Let's just say US won't run over them and will have to bring their A game. Iso after iso won't do it. The team won EC tournament so it's already been tested in big games.


----------



## Virtuoso

This will be an interesting game, two completely different styles but I think it's pretty simple:

What _Grease_ has going for them is the two American stumbles against Brazil and Italy. In the Brazil game they "suffered" (what a stupid use of the word: Europeans) a 16-0 run and in the Italy game they had an 11 points second quarter. A game against Greece might produce a similar scenario. In both those games the US scored 90 and 95 points respectively however. So:

Can _Grease_ score 90-100 points? *NEVER*.

Can _Grease_ hold USA under 90 points? ****, hell no.

Bottom line, period. I know the rational is simplistic but it's the just the facts/truth.


----------



## dodos26

wow virtuoso... (Grease???) but what i'm thinking.. you are just a typical american.. probably you are hanging from a branch.


----------



## Virtuoso

dodos26 said:


> wow virtuoso... (Grease???) but what i'm thinking.. you are *just a typical american*.. probably you are hanging from a branch.


^
No, i'm not (American), just a realist. 

Hey *great* first post, welcome! I bet it was real dark in your cave. Next time instead of bringing attention to my (stupid/lame) joke in my post try to contribute to the conversation. Waste of bandwidth.

Oh, i'm 95% sure your Greek. I mean, you have to be.


----------



## Perseas

First of all, neither has Greece beaten France, nor the US have beaten Germany yet. However for the sake of the argument I'll try to answer:



Virtuoso said:


> This will be an interesting game, two completely different styles but I think it's pretty simple:
> 
> What _Grease_ has going for them is the two American stumbles against Brazil and Italy.

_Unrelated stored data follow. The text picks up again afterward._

PR #3728, opened 2024-07-16
Feat/aapd 1096 display ip comment data

DeanH1990:
## Ticket Number

https://pins-ds.atlassian.net/browse/A2-480

## Description of change

shows ip comments for appellant and lpa. 

## Checklist

- [x] New features have tests

## Important


packages/forms-web-app/src/lib/client-side/comment-actions.js
```diff
@@ -0,0 +1,38 @@
+document.addEventListener('DOMContentLoaded', () => {
+	const readMoreButtons = document.querySelectorAll('.read-more');
+	const closeButtons = document.querySelectorAll('.close-button');
+	readMoreButtons.forEach((button) => {
```
bryn-pins, line 4: It might not be worth doing but it would be preferable to make this reusable and work with a njk macro

In my head that would look something like:
```
attach on click event to page body
  check if target has .read-more class
  lookup text via a parent element by classname e.g. read-more-container
  toggle text content
  toggle button text content
```

bryn-pins (commented):
ok a number of comments but mostly very minor, nice work
need to run it locally with nvda still as worried about accessibility

packages/forms-web-app/src/sass/expand-collapse-comments.scss
```diff
@@ -0,0 +1,12 @@
...
+    display: none;
+}
+
+.visible {
+    display: inline;
+}
+
+.expand-collapse-button {
+    color: #1D70B8;
+    cursor: pointer;
```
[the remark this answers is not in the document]
DeanH1990: When i was testing what was working using <a> without the href doesnt automatically make the cursor a pointer. However when adding href it reloads the page or wherever its linked to. Having an empty string reloads the page and doesnt leave the comment expanded, having a # reloads the page and does leave the comment expanded. 

Can use javascript to stop the default behaviour of the page reloading as it goes back to the top of the page otherwise. 

Happy to remove the cursor from here and add the href and js to stop the default, not sure which way is preferable?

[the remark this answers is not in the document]
bryn-pins: ah ok, my mistake can leave as is

packages/forms-web-app/src/sass/expand-collapse-comments.scss
```diff
@@ -0,0 +1,12 @@
+.toggle-button {
+    display: none;
+}
+
+.js-enabled .toggle-button {
+    display: inline;
```
DeanH1990, line 6: I did try using a `<noscript>` in the nunjucks to hide buttons if JS wasnt enabled instead of doing this but couldnt get it to work. The buttons were keen to stay, this way removes them if the default full text is shown and no JS enabled

bryn-pins: So BO seem to have something similar:
https://github.com/Planning-Inspectorate/appeals-back-office/blob/main/appeals/web/src/client/components/excerpts/excerpt.js

Havne't gone over it myself yet, might be worth seeing if there's bits in there we can reuse, e.g. tests + fallbacks

packages/forms-web-app/src/views/selected-appeal/ip-comment-details.njk
```diff
@@ -31,7 +32,11 @@
...
-			
-		</div>
-	</div>
+			{% for comment in appeal.formattedComments %}
+                <h2 class="govuk-heading-l">{{ comment.key.text }}</h2>
+                {{renderComment(comment.value, loop.index, "Comments") }}
+            {% endfor %}
+        </div>
+    </div>
+    <script src="/public/javascripts/commentActions.bundle.js"></script>
```
bryn-pins, line 41: this should probably be
{% block pageScripts %}
    <script src="/public/javascripts/commentActions.bundle.js"></script>
{% endblock %}

or use defer

packages/forms-web-app/src/lib/client-side/comment-actions.js
```diff
@@ -0,0 +1,31 @@
+document.addEventListener('DOMContentLoaded', () => {
+	document.body.classList.add('js-enabled');
```
bryn-pins, line 2: this can go

packages/forms-web-app/src/views/macros/expand-collapse-comment.njk
```diff
@@ -0,0 +1,15 @@
+{% macro renderComment(comment, index, key) %}
+    <dl class="govuk-summary-list">
+        <div class="govuk-summary-list__row">
+            <dt class="govuk-summary-list__key">{{ key }}</dt>
+            <dd class="govuk-summary-list__value">
+                <span id="comment-text-{{ index }}" class="comment-text" data-truncated-text="{{ comment.truncatedText }}" data-full-text="{{ comment.text }}">
+                    {{ comment.text }}
+                </span>
+                {% if comment.truncated %}
+                    <a id="toggle-button-{{ index }}" class="toggle-button expand-collapse-button">Read more</a>
```
bryn-pins, line 10: needs href="#" to be accessible from keyboard

bryn-pins: use event.preventDefault to stop page jumping

packages/forms-web-app/src/views/selected-appeal/ip-comment-details.njk
DeanH1990: buttons stopped working using the block so went with defer

bryn-pins: it would have had to have been outside the block it's already in, was using locally so deffo works, this is good though

bryn-pins (approved):

packages/forms-web-app/src/views/selected-appeal/ip-comment-details.njk
DeanH1990: Ah ok, good to know thank you!

PR #3734, opened 2024-07-19
fix(489): add css to page

topickering:
## Ticket Number

## Checklist

- [ ] New features have tests

## Important

### DIFF
--- a/packages/forms-web-app/src/dynamic-forms/controller.js
+++ b/packages/forms-web-app/src/dynamic-forms/controller.js
@@ -8,6 +8,10 @@ const ListAddMoreQuestion = require('./dynamic-components/list-add-more/question
 const questionUtils = require('./dynamic-components/utils/question-utils');
 const { storePdfAppellantSubmission } = require('../../src/services/pdf.service');
 const { CONSTS } = require('../../src/consts');
+const {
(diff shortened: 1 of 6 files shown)


packages/forms-web-app/src/dynamic-forms/controller.js
```diff
@@ -368,10 +370,14 @@ exports.appellantSubmissionInformation = async (req, res) => {
 		summaryListData.sections.push(sectionView);
 	}
 
+	const css = fs.readFileSync(path.resolve(__dirname, '../public/stylesheets/main.css'), 'utf8');
```
Si3rr4wow, line 373: Might be nicer to do https://expressjs.com/en/starter/static-files.html rather than dealing with fs yourself (this should shut codeql up)

topickering: This particular file of css is being passed to njk as a variable, so not sure how to use express.static in this case - isn't it used at root with app.use?  Or can you use express.static in the controller?

bryn-pins: and linking to it doesn't work? Does it need to be inline?

bryn-pins (approved):

PR #3742, opened 2024-07-26
Feat/a2 178 submitted page

topickering:
## Ticket Number

https://pins-ds.atlassian.net/browse/A2-178

## Description of change

Add submitted page, move interested party session get/set etc to service

## Checklist

- [ ] New features have tests

## Important


topickering:
We should consider where and when (if at all) to scrub the interestedParty session data - at the moment it gets overwritten when viewing an open appeal but query whether we should wipe it on submission.

PR #3749, opened 2024-07-31
fix(a2-603): use simpler check for doc ref as not all are uuids

bryn-pins:
## Ticket Number

https://pins-ds.atlassian.net/browse/A2-603

## Description of change

These unfortunately aren't all uuids, have reverted to a path traversal in the handler

## Checklist

- [ ] New features have tests

## Important


topickering (approved):
It was too good to be true

PR #3774, opened 2024-08-17
Refactor/improve journey oop

Si3rr4wow:
This has been bugging me for a while. Each journey is it's own class which extends the base `Journey` class. I think this was probably done to bind together all the journey specific params so `getJourney` in `journey-factory.js` could create a journey with just a `journeyId`. Here I've preserved this functionality but exported functions for building the params based on a `JourneyResponse` instance. 

Once this is done the next thing is to generalise the journey factory concept, the mapping from `journeyId` to a journey param builder needs to be pass-in-able from outside the module

### DIFF
--- a/.vscode/settings.json
+++ b/.vscode/settings.json
@@ -11,7 +11,5 @@
     }
   },
   "jestrunner.jestCommand": "node --experimental-vm-modules node_modules/jest/bin/jest.js",
-  "files.exclude": {
-    "**/*.test.js": true
-  }
+  "files.exclude": {}
 }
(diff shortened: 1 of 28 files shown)


Si3rr4wow:
Beware the base of this includes my comments on the state of dynamic-forms

Si3rr4wow:
I think the individual journey tests might not be needed as they're just less robust versions of the journey class tests

bryn-pins (commented):
Think this all seems sensible, but think we have a new journey now that will need refactoring before approval

bryn-pins (approved):

PR #3775, opened 2024-08-18
Refactor/make sections declarative

Si3rr4wow:
Makes journey sections a fixed parameter by pushing conditional rendering knowledge into `Question`s. `withCondition` now takes a function of response returning a boolean. The functions are evaluated when rendering the task list or moving to the next question.

### DIFF
--- a/packages/forms-web-app/src/dynamic-forms/controller.js
+++ b/packages/forms-web-app/src/dynamic-forms/controller.js
@@ -363,6 +363,10 @@ exports.appellantSubmissionInformation = async (req, res) => {
 			if (question.taskList === false) {
 				continue;
 			}
+			// don't show question on tasklist if it's hidden from journey
+			if (!question.shouldDisplay(journeyResponse)) {
+				continue;
+			}
 
 			const answers = journey.response?.answers;
 			let answer = answers[question.fieldName];
--- a/packages/forms-web-app/src/dynamic-forms/controller.js
+++ b/packages/forms-web-app/src/dynamic-forms/controller.js
@@ -129,6 +129,10 @@ exports.list = async (req, res, pageCaption, viewData) => {
 				continue;
 			}
 
+			if (!question.shouldDisplay(journeyResponse)) {
+				continue;
+			}
+
 			const answers = journey.response?.answers;
 			let answer = answers[question.fieldName];
 			const conditionalAnswer = questionUtils.getConditionalAnswer(answers, question, answer);
--- a/packages/forms-web-app/src/dynamic-forms/dynamic-components/list-add-more/question.js
+++ b/packages/forms-web-app/src/dynamic-forms/dynamic-components/list-add-more/question.js
@@ -1,3 +1,4 @@
+// const { getJourney } = require('../../journey-factory');
 const Question = require('../../question');
 const AddMoreQuestion = require('../add-more/question');
 
@@ -303,8 +304,7 @@ class ListAddMoreQuestion extends Question {
 		}
 
 		// move to the next question
-		const updatedJourney = new journey.constructor(journeyResponse);
-		return this.#handleNextQuestion(res, updatedJourney, section.segment, this.fieldName);
+		return this.#handleNextQuestion(res, journey, section.segment, this.fieldName);
 	};
 
 	/**
--- a/packages/forms-web-app/src/dynamic-forms/journey.js
+++ b/packages/forms-web-app/src/dynamic-forms/journey.js
@@ -218,7 +218,7 @@ class Journey {
 						);
 					}
 
-					if (!takeNextQuestion && question.fieldName === questionSegment) {
+					if (question.fieldName === questionSegment) {
 						takeNextQuestion = true;
 					}
 				}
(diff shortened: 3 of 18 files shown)


Si3rr4wow:
Don't merge me till https://github.com/Planning-Inspectorate/appeal-planning-decision/pull/3774 is in

packages/forms-web-app/src/dynamic-forms/journey.js
```diff
@@ -206,14 +206,14 @@ class Journey {
 					reverse ? j-- : j++
 				) {
 					const question = currentSection.questions[j];
-					if (takeNextQuestion) {
+					if (takeNextQuestion && question.shouldDisplay(this.response)) {
```
bryn-pins, line 209: getStatus of section will probably need to handle question.shouldDisplay as well I think?
trying to think of anywhere else it may be needed

packages/forms-web-app/src/dynamic-forms/journey.js
```diff
@@ -206,14 +206,14 @@ class Journey {
...
 						return this.#buildQuestionUrl(
 							currentSection.segment,
 							question.url ? question.url : question.fieldName
 						);
 					}
 
-					if (question.fieldName === questionSegment) {
+					if (!takeNextQuestion && question.fieldName === questionSegment) {
```
bryn-pins, line 216: is this needed? I feel like it still takes the next question without this

Also now we'll have a consistent set of sections/questions it feels like it should be possible to simplify this next question logic, for another time though

packages/forms-web-app/src/dynamic-forms/dynamic-components/list-add-more/question.js
```diff
@@ -303,8 +304,7 @@ class ListAddMoreQuestion extends Question {
 		}
 
 		// move to the next question
-		const updatedJourney = new journey.constructor(journeyResponse);
```
bryn-pins, line 306: well I'm glad these can go

packages/forms-web-app/src/dynamic-forms/question.js
```diff
@@ -63,6 +63,8 @@ class Question {
 	html;
 	/** @type {string|undefined} optional question type */
 	type;
+	/** @type {(response: JourneyResponse) => boolean} */
+	shouldDisplay = () => true;
```
bryn-pins, line 67: minor point but shouldDisplay feels little frontend/display focussed, can't currently think of a good enough alternative name to suggest though so happy to keep

bryn-pins (commented):
think this is all seems sensible and is nicely constrained

packages/forms-web-app/src/dynamic-forms/journey.js
Si3rr4wow: IIRC this didn't work without that when I tested it but I might be wrong. I'll experiment

packages/forms-web-app/src/dynamic-forms/dynamic-components/list-add-more/question.js
Si3rr4wow: I'm not sure these were ever needed? the journey coming in was always made with the latest response

packages/forms-web-app/src/dynamic-forms/question.js
Si3rr4wow: That is a fair point. Happy to rename in future if we think of something better

packages/forms-web-app/src/dynamic-forms/journey.js
Si3rr4wow: Ok that is a new concept I wasn't aware of

packages/forms-web-app/src/dynamic-forms/controller.js
```diff
@@ -129,6 +129,10 @@ exports.list = async (req, res, pageCaption, viewData) => {
 				continue;
 			}
 
+			if (!question.shouldDisplay(journeyResponse)) {
```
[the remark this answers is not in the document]
Si3rr4wow: I think it slotted in pretty easy but I might've misunderstood what that function is doing

packages/forms-web-app/src/dynamic-forms/journey.js
Si3rr4wow: I've stuck a condition in the getStatus method, lemme know if you think I've done the right thing there. WRT the looping I'm wondering if either sections or journeys should have a method to get all the relevant questions ie omitting ones that aren't displayed

packages/forms-web-app/src/dynamic-forms/journey.js
Si3rr4wow: you were right it didn't need this, removed

packages/forms-web-app/src/dynamic-forms/controller.js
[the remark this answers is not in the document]
bryn-pins: yeah should be fine, it's the same idea

packages/forms-web-app/src/dynamic-forms/journey.js
bryn-pins: yes it should be that simple and the section completion logic should now be correct
A single method could certainly centralize that logic rather than needing to remember to do it everywhere!

bryn-pins (dismissed):
nice stuff

topickering (approved):

PR #3776, opened 2024-08-19
Fix/a2 772 bfs

topickering:
## Ticket Number

https://pins-ds.atlassian.net/browse/A2-722
https://pins-ds.atlassian.net/browse/A2-780
https://pins-ds.atlassian.net/browse/A2-782

## Description of change

Fixes bugs relating to Before You start journey, particularly adding display of 'back' button on several pages.  Note that the changes require the cessation of scrubbing session.appeal data if not eligible for an appeal.

## Checklist

- [ ] New features have tests

## Important

### DIFF
--- a/packages/forms-web-app/src/controllers/full-appeal/you-cannot-appeal.js
+++ b/packages/forms-web-app/src/controllers/full-appeal/you-cannot-appeal.js
@@ -7,7 +7,7 @@ const getYouCannotAppeal = async (req, res) => {
 	const { appealDeadline, appealPeriod } = appeal.eligibility;
 
 	// Clear appeal object
-	req.session.appeal = null;
+	// req.session.appeal = null;
 
 	return res.render(VIEW.YOU_CANNOT_APPEAL, {
 		appealDeadline,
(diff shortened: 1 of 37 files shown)


packages/forms-web-app/src/controllers/full-appeal/you-cannot-appeal.js
```diff
@@ -7,7 +7,7 @@ const getYouCannotAppeal = async (req, res) => {
 	const { appealDeadline, appealPeriod } = appeal.eligibility;
 
 	// Clear appeal object
-	req.session.appeal = null;
+	// req.session.appeal = null;
```
bryn-pins, line 10: unsure on the implications of this?
will any questions filled in remain set
does this impact the check on deadline that kicks you out? i.e. can you change your answer to deadline or will it block users from progressing

topickering: I have remvoed the back link from this page and reinstated the appeal scrubbing

bryn-pins: did it break things?

topickering: It did cause issues, especially in terms of trying to navigate to the decision date page!   It would be necessary to just wipe the decision date props but that could have had problems if the decisions date wasn't the issue, so would have required a few further checks and so fell outside the timebox we set.

bryn-pins (approved):
can't see any issues here

PR #3846, opened 2024-09-26
fix: use data model for caseType/procedure in mapping

bryn-pins:
## Checklist

- [ ] New features have tests

## Important

### DIFF
--- a/packages/appeals-service-api/src/services/back-office-v2/formatters/s78/appeal.js
+++ b/packages/appeals-service-api/src/services/back-office-v2/formatters/s78/appeal.js
@@ -9,6 +9,7 @@ const {
 } = require('../utils');
 const deadlineDate = require('@pins/business-rules/src/rules/appeal/deadline-date');
 const { APPEAL_ID } = require('@pins/business-rules/src/constants');
+const { APPEAL_CASE_PROCEDURE, APPEAL_CASE_TYPE } = require('pins-data-model');
 
 /**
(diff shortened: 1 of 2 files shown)


packages/appeals-service-api/src/services/back-office-v2/formatters/s78/appeal.js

In my opinion, both these teams are inferior in talent, organization and bench depth than Greece. Papaloukas, Diamantidis, Spanoulis and Chatzivrettas are all capable on taking on the US guards in defense. Apart from a couple of shooting and scoring stars , none of the two abovementioned teams have this type of luxury. So Greece can safely say that, since Italy made it (even slightly) difficult for the US, they stand a chance.



Virtuoso said:


> In the Brazil game they "suffered" (what a stupid use of the word: Europeans) a 16-0 run and in the Italy game they had an 11 points second quarter. A game against Greece might produce a similar scenario. In both those games the US scored 90 and 95 points respectively however.


You are forgetting though, that if Greece do not fall into the trap of running and slow offensive start, they probably get all cylinders pumping in their "strong" quarter which is the 3rd... if it's a close game after the 3rd quarter, I'll bet on the Americans starting to get anxious after that... then, who knows?



Virtuoso said:


> So:
> 
> Can _Grease_ score 90-100 points? *NEVER*.


They have. Against Brazil and China. Oh, you mean against the US? No, that's not their intention....



Virtuoso said:


> Can _Grease_ hold USA under 90 points? ****, hell no.


Hmm... don't be so sure... We 'll see how the American guards fare against zone defenses, with mid and long range shooting baing a slight problem for the US already... it hasn't shown yet, because they didn't have to do it so far.... What happens if they need it????



Virtuoso said:


> Bottom line, period. I know the rational is simplistic but it's the just the facts/truth.


You 're right... it is simplistic. Maybe with a small pinch of reason in it but too simplistic.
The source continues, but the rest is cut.